Because Hegel has already claimed the police and the judiciary to be spheres of civil society, the executive is nothing but the administration, which he develops as the bureaucracy.

First of all, the 'Corporations', as the self-government of civil society, presuppose the bureaucracy. The sole determination arrived at is that the choice of the administrators and their officials, etc., is a mixed choice originating from the members of civil society and ratified by the proper authority (or as Hegel says, 'higher authority').

Over this sphere, for the maintenance of the state's universal interest and of legality, stand holders of the executive power, the executive civil servants and the advisory officials, which converge into the monarch.

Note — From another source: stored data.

PR #229, opened 2020-11-01
fix early access overrides to all topics

doombot-exe:


src/features/courses/course-repository.ts
```diff
@@ -544,6 +544,21 @@ class CourseRepository {
...
+    async getStudentTopicOverride(options: {userId: number; topicId: number}): Promise<StudentTopicOverride | null> {
+        try {
+            const override = await StudentTopicOverride.findOne({
+                where: {
+                    userId: options.userId,
+                    courseTopicContentId: options.topicId,
+                    active: true
+                }
+            });
+            return override; // null is fine, there might not *be* any override for this combo...
```
red-tt-bear, line 556: I think one cool way to do this would to have a `throw` option in the settings that defaults to true
This way we can default it and if we know it can be null we can set it to false

The problem is if it can be null we will have to add an additional null check, might make sense to just always put that one layer up

src/features/courses/course-repository.ts
```diff
@@ -544,6 +544,21 @@ class CourseRepository {
         }
     }
 
+    async getStudentTopicOverride(options: {userId: number; topicId: number}): Promise<StudentTopicOverride | null> {
```
red-tt-bear, line 547: We need to clean up inline types in the future

src/features/courses/course-repository.ts
```diff
@@ -544,6 +544,21 @@ class CourseRepository {
...
+            const override = await StudentTopicOverride.findOne({
+                where: {
+                    userId: options.userId,
+                    courseTopicContentId: options.topicId,
+                    active: true
+                }
+            });
+            return override; // null is fine, there might not *be* any override for this combo...
+        } catch (e) {
+            throw new WrappedError(`Failed while finding student topic override for user ${options.userId} and topic ${options.topicId}.`);
```
red-tt-bear, line 558: Should be RederlyError

red-tt-bear: Nope I lied, it should be wrapped error, but you should pass e along with it

src/features/courses/course-controller.ts
```diff
@@ -3027,15 +3027,21 @@ class CourseController {
...
+        if (!_.isNil(topicOverride)) {
+            topic = topic.getWithOverrides(topicOverride) as CourseTopicContent;
+        }
+
+        // applies to all topics - not just homeworks...
+        if (topic.startDate.toMoment().isAfter(moment())) {
+            message = `${topic.name} hasn't started yet.`;
+            return { userCanViewQuestion: false, message };
+        } else {
+            if (topic.topicTypeId === 1) return { userCanViewQuestion: true, message };
```
red-tt-bear, line 3041: enums

src/features/courses/course-controller.ts
```diff
@@ -3027,15 +3027,21 @@ class CourseController {
...
-                message = `${topic.name} hasn't started yet.`;
-                return { userCanViewQuestion: false, message };
-            } else {
-                return { userCanViewQuestion: true, message };
-            }
-        } else if (topic.topicTypeId === 2) {
+        let topic = await question.getTopic();
+        const topicOverride = await courseRepository.getStudentTopicOverride({userId: user.id, topicId: topic.id});
+        if (!_.isNil(topicOverride)) {
+            topic = topic.getWithOverrides(topicOverride) as CourseTopicContent;
```
red-tt-bear, line 3033: This is casting to an invalid type, the typing will say you have functions and attributes that will fail

i.e. if you try to do topic.getQuestions typescript will say ok and react will crash

red-tt-bear: We should make the type of topic be CourseTopicContentInterface

red-tt-bear (changes requested):
The only thing blocking me is the type that can lead to extreme downstream errors

src/features/courses/course-controller.ts
red-tt-bear: const dbTopic = await question.getTopic();
let topic: CourseTopicContentInterface = dbTopic;
topic = dbTopic.getWithOverrides(topicOverride);

src/features/courses/course-repository.ts
doombot-exe: I think we reconfig our get<object> calls to automatically handle overrides where appropriate, or incorporate a withOverride: boolean

PanopticaRising (approved):

src/features/courses/course-controller.ts
```diff
@@ -3027,15 +3027,19 @@ class CourseController {
...
-            if (topic.startDate.toMoment().isAfter(moment())) {
-                message = `${topic.name} hasn't started yet.`;
-                return { userCanViewQuestion: false, message };
-            } else {
-                return { userCanViewQuestion: true, message };
-            }
-        } else if (topic.topicTypeId === 2) {
+        const dbTopic = await question.getTopic();
+        const topicOverride = await courseRepository.getStudentTopicOverride({userId: user.id, topicId: dbTopic.id});
+        const topic: CourseTopicContentInterface = (_.isNil(topicOverride)) ? dbTopic : dbTopic.getWithOverrides(topicOverride);
```
red-tt-bear, line 3032: We could add the nil check in the getWithOverrides, null overrides should return the original

src/features/courses/course-repository.ts
red-tt-bear: Yeah that's on option, my only problem with doing at a super high level is that we might want to do something with the original data

Also once we apply the overrides we modify the model so it becomes in possible to pass it around and use the mixins

red-tt-bear (approved):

A division of labour occurs in the business of the executive. Individuals must prove their capability for executive functions, i.e., they must sit for examinations. The choice of the determinate individual for civil service appointment is the prerogative of the royal authority. The distribution of these functions is given in the nature of the thing. The official function is the duty and the life's work of the civil servants. Accordingly they must be paid by the state. The guarantee against malpractice by the bureaucracy is partly its hierarchy and answerability, and on the other hand the authority of the societies and Corporations; its humaneness is a result partly of direct education in thought and ethical conduct and partly of the size of the state. The civil servants form the greater part of the middle class. The safeguard against its becoming like an aristocracy and tyranny is partly the sovereign at the top and partly Corporation-rights at the bottom. The middle class is the class of education. Voila tout! Hegel gives us an empirical description of the bureaucracy, partly as it actually is, and partly according to the opinion which it has of itself And with that the difficult chapter on 'the Executive' is brought to a close.[/quote]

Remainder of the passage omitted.